富士フイルムビジネスイノベーション、中小企業のセキュリティ強化へ 脆弱性対策とバックアップを一体提供

富士フイルムビジネスイノベーションは4月20日、中堅・中小企業向けITサポートサービス「IT Expert Services」の新ラインアップとして、セキュリティ対策を強化する2つのサービスを提供開始した。新たに追加されたのは、Windows PCの脆弱性対策を支援する「OSパッチ適用サポート(PC)」と、データ消失時の復旧を支援する「クラウドバックアップサービス 500GB」である。

同社はこれまで、サイバー攻撃の兆候検知やリスク可視化を中心としたサービスを提供してきたが、今回の拡充により、攻撃を未然に防ぐ対策から被害発生後の復旧までを一体的にカバーできる体制を整えた。
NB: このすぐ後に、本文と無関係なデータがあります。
PR #1226, opened 2022-02-08
Remove unused QuaternionMath.h header.

joaander:
All code now uses the quaternion implementation in VectorMath.h.

## Description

「OSパッチ適用サポート(PC)」では、マイクロソフトが提供するWindowsの更新プログラムを計画的に適用し、セキュリティホールの放置を防止する。適用状況は月次レポートで可視化され、複数拠点に分散したPC環境でも一元管理が可能となる。また、年1回の大型アップデートについては事前検証プロセスを設けることで、不具合リスクを抑えた運用を支援する。
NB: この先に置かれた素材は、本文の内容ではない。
PR #1235, opened 2022-02-14
ALJ Ellipsoids Bugfix

### LINKED ISSUE #1233: ALJ Ellipsoids Segfault
## Description

Any ALJ simulation involving ellipsoids (and therefore spheres) on the master branch will segfault.

The bug occurs because the input shape parameters (vertices/faces) for ellipsoids are empty lists. The empty lists are synced down to cpp resulting in empty lists of vertices/faces, where the GJK code has assumptions that the list of vertices is non-empty

In v2 this was not a problem because the list of vertices in cpp for ellipsoids had a single entry [0, 0, 0], the faces and face offsets lists also had a single entry which was 0

## Script

```python
# Just initialize in a simple cubic lattice.
sim = simulation_factory(
    lattice_snapshot_factory(particle_types=["A"], a=1, n=3,
                               dimensions=3))

sim.seed = 123

alj = md.pair.aniso.ALJ(default_r_cut=1.1, nlist=md.nlist.Cell(0.1))

alj.shape["A"] = {
    "vertices": [],
    "faces": [],
    "rounding_radii": 0.2
}

alpha = 0  # Make it WCA-only (no attraction)
eps_att = 1.0
alj.params[("A", "A")] = {
    "epsilon": 1.0,
    "sigma_i": 0.4,
    "sigma_j": 0.4,
    "alpha": alpha
}
integrator = md.Integrator(dt=1e-4, integrate_rotational_dof=True,
                           forces=[alj])
nve = md.methods.NVE(filter=hoomd.filter.All())
integrator.methods.append(nve)

sim.run(1)
```

## Output

Segmentation fault (core dumped)

## Expected output

No Output

## Configuration

Arch Linux vislab workstation

Platform:
- Mac
- Linux
- CPU
- GPU

Installation method:
- Compiled from source

Versions:
- Python version: 3.10
- **HOOMD-blue** version: commit hash 7f797ab

## Developer

Either @b-butler or I can take care of this.

tommy-waltmann:
## Description

Fixes #1233 

## Motivation and context

This was a bug involved in how data is stored on the cpp side for ellipsoids. It would be good to get this onto master before the next release if possible

Resolves #1233 

## How has this been tested?

I have added a test which runs a simulation for 5 time steps with an ellipsoid. I have also used this potential for my simluations, and it appears to work correctly for spherical particles.

## Change log

```
Fixed: Seg Fault in computing ALJ interactions for ellipsoids
```

## Checklist:

### DIFF
--- a/hoomd/md/EvaluatorPairALJ.h
+++ b/hoomd/md/EvaluatorPairALJ.h
@@ -274,11 +274,9 @@ template<unsigned int ndim> class EvaluatorPairALJ
             // and we don't need to iterate over polytope based attributes.
             const auto vertices = shape["vertices"].cast<pybind11::list>();
             const auto N_vertices = static_cast<unsigned int>(len(vertices));
-            verts = ManagedArray<vec3<Scalar>>(N_vertices, managed);
 
             const auto faces_ = shape["faces"].cast<pybind11::list>();
             const auto N_faces = static_cast<unsigned int>(len(faces_));
-            face_offsets = ManagedArray<unsigned int>(N_faces, managed);
 
             // Simulating an ellipsoid just return
             if (N_vertices == 0 && N_faces == 0)
@@ -300,6 +298,9 @@ template<unsigned int ndim> class EvaluatorPairALJ
                 {
                 throw std::runtime_error("Cannot have empty vertices list.");
                 }
+
+            verts = ManagedArray<vec3<Scalar>>(N_vertices, managed);
+            face_offsets = ManagedArray<unsigned int>(N_faces, managed);
 
             // Unpack the list[list] of vertices into a ManagedArray.
             for (unsigned int i = 0; i < N_vertices; ++i)
--- a/hoomd/md/EvaluatorPairALJ.h
+++ b/hoomd/md/EvaluatorPairALJ.h
@@ -283,7 +283,14 @@ template<unsigned int ndim> class EvaluatorPairALJ
             // Simulating an ellipsoid just return
             if (N_vertices == 0 && N_faces == 0)
                 {
-                faces = ManagedArray<unsigned int>(0, managed);
+                // for ellipsoids, there needs to be a 0 vertex
+                // because that is the 0 of the support function
+                verts = ManagedArray<vec3<Scalar>>(1, managed);
+                verts[0] = vec3<Scalar>(0, 0, 0);
+                faces = ManagedArray<unsigned int>(1, managed);
+                faces[0] = 0;
+                face_offsets = ManagedArray<unsigned int>(1, managed);
+                face_offsets[0] = 0;
                 return;
                 }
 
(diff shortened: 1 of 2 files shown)


joaander:
I will release beta.14 this week. @b-butler and @inhyukcho, please review promtply.

hoomd/md/EvaluatorPairALJ.h
```diff
@@ -283,7 +283,14 @@ template<unsigned int ndim> class EvaluatorPairALJ
             // Simulating an ellipsoid just return
             if (N_vertices == 0 && N_faces == 0)
```
vyasr, line 284: Minor nit: If you moved this block up a bit you could avoid assigning verts/faces/face_offsets twice. It doesn't really matter since the initial ManagedArrays will be empty anyway, just a note.

hoomd/md/EvaluatorPairALJ.h
```diff
@@ -283,7 +283,14 @@ template<unsigned int ndim> class EvaluatorPairALJ
...
                 {
-                faces = ManagedArray<unsigned int>(0, managed);
+                // for ellipsoids, there needs to be a 0 vertex
+                // because that is the 0 of the support function
```
vyasr, line 287:
```suggestion
                // The GJK implementation assumes that all shapes have at least one
                // vertex. For ellipsoids, we must use the origin as that vertex since it
                // guarantees that the polyhedral component of the support function will
                // always be 0 and not contribute to the total support function.
```

hoomd/md/EvaluatorPairALJ.h
```diff
@@ -555,7 +574,7 @@ template<unsigned int ndim> class EvaluatorPairALJ
                           shape_j->rounding_radii,
                           shape_i->has_rounding,
                           shape_j->has_rounding);
-                assert(success && !overlap);
+                // assert(success && !overlap);
```
vyasr, line 577: I left this assertion here intentionally since it's a handy way to detect when something is wrong. If a simulation crashes and it appears to be a bug in the overlap calculation (like the one that @jekw and @thiv89 fixed somewhat recently), recompiling in debug mode and running would immediately tell you that if this assertion failed. I think it's better to just add a comment as to why this is useful.
```suggestion
                // Unphysical ALJ simulation results may be the result of
                // invalid collision detection from GJK, which will normally
                // occur silently. This assertion helps debug such errors by
                // failing fast in debug mode if GJK failed to converge.
                assert(success && !overlap);
```

hoomd/md/pytest/test_aniso_pair.py
```diff
@@ -282,8 +284,8 @@ def to_type_parameter_dicts(types, argument_dict):
                                    (0.01, 0.1, 2.0)],
                 "faces": [
                     md.pair.aniso.ALJ.get_ordered_vertices(vertices)[1]
-                    for vertices in shape_vertices
-                ]
+                    for vertices in shape_vertices[:-1]
+                ] + [[]]
```
vyasr, line 288: Why this change?

vyasr (changes requested):

hoomd/md/pytest/test_aniso_pair.py
tommy-waltmann: This adds the vertices input for the ellipsoids test case, which needs to be an empty list.

hoomd/md/EvaluatorPairALJ.h
```diff
@@ -1598,7 +1624,7 @@ template<> std::string EvaluatorPairALJ<2>::getShapeSpec() const
     std::ostringstream shapedef;
     const ManagedArray<vec3<Scalar>>& verts(shape_i->verts); //! Shape vertices.
     const unsigned int N = verts.size();
-    if (N == 0)
+    if (N < 2)
```
b-butler, line 1627:
```suggestion
    if (N == 1)
```

hoomd/md/EvaluatorPairALJ.h
```diff
@@ -1635,7 +1661,7 @@ template<> std::string EvaluatorPairALJ<3>::getShapeSpec() const
     std::ostringstream shapedef;
     const ManagedArray<vec3<Scalar>>& verts(shape_i->verts);
     const unsigned int N = verts.size();
-    if (N == 0)
+    if (N < 2)
```
b-butler, line 1664:
```suggestion
    if (N == 2)
```

tommy-waltmann: Should this suggestion say, ``if N==1``?

hoomd/md/pytest/test_aniso_pair.py
tommy-waltmann: My bad on the previous comment, I meant to say that it gives the faces input. Passing an empty list into `get_ordered_vertices` causes an error, so I have to explicitly add the empty list here.

hoomd/md/EvaluatorPairALJ.h
b-butler: Yes it should.

b-butler (approved):
:+1:

hoomd/md/pytest/test_aniso_pair.py
vyasr: I don't think the error can come from `get_ordered_vertices`, otherwise the code would fail without every constructing the list in the comprehension. Do you mean that `make_aniso_spec` fails, or maybe the simulation itself?

I realize this is a bit out of scope of what is currently changed in this PR, but in light of what we're testing I'm going to suggest a small pair of modifications to this last block modifying the `valid_params_list`.
1. Rather than wrapping all of the construction of `alj_arg_dict` in a try-except, can we just wrap the call to `get_ordered_vertices`? That makes it much clearer what triggers an error.
2. Rather than indiscriminately adding the extra empty set of faces, can we do that in an `if shape_vertices` block, again so that it's clear why this is needed?

tommy-waltmann: I'd rather address this in another small PR, this bugfix is important and needs to get merged so we can have it in the next beta release. Is everything in this PR other than this okay for merge?

vyasr: I can approve this PR so you can move forward, but I'd strongly recommend addressing this either in this PR or ASAP after it's merged. As the test is currently written it wasn't clear to reviewers that these changes to tests are linked to the bug fixed in this PR, which means any developer reworking these tests in the future could easily omit an equivalent test accidentally and allow bugs like to recur.

vyasr (approved):

hoomd/md/pytest/test_aniso_pair.py
joaander: Merging now as the release deadline is tomorrow. @tommy-waltmann will make a follow up PR to address this comment.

一方、「クラウドバックアップサービス 500GB」は、PCやサーバーのデータをクラウド上に定期保存することで、ランサムウェアなどによるデータ破壊や、災害・誤操作による消失に備える仕組みだ。復旧時にはサービスデスクがフォルダー単位でリストアを行い、迅速な業務再開を後押しする。

近年、サイバー攻撃の高度化やIT環境の複雑化を背景に、中小企業においても包括的なセキュリティ対策の必要性が高まっている。今回のサービス拡充は、こうしたニーズに対応し、限られたリソースでも実効性の高いセキュリティ運用を実現する狙いがある。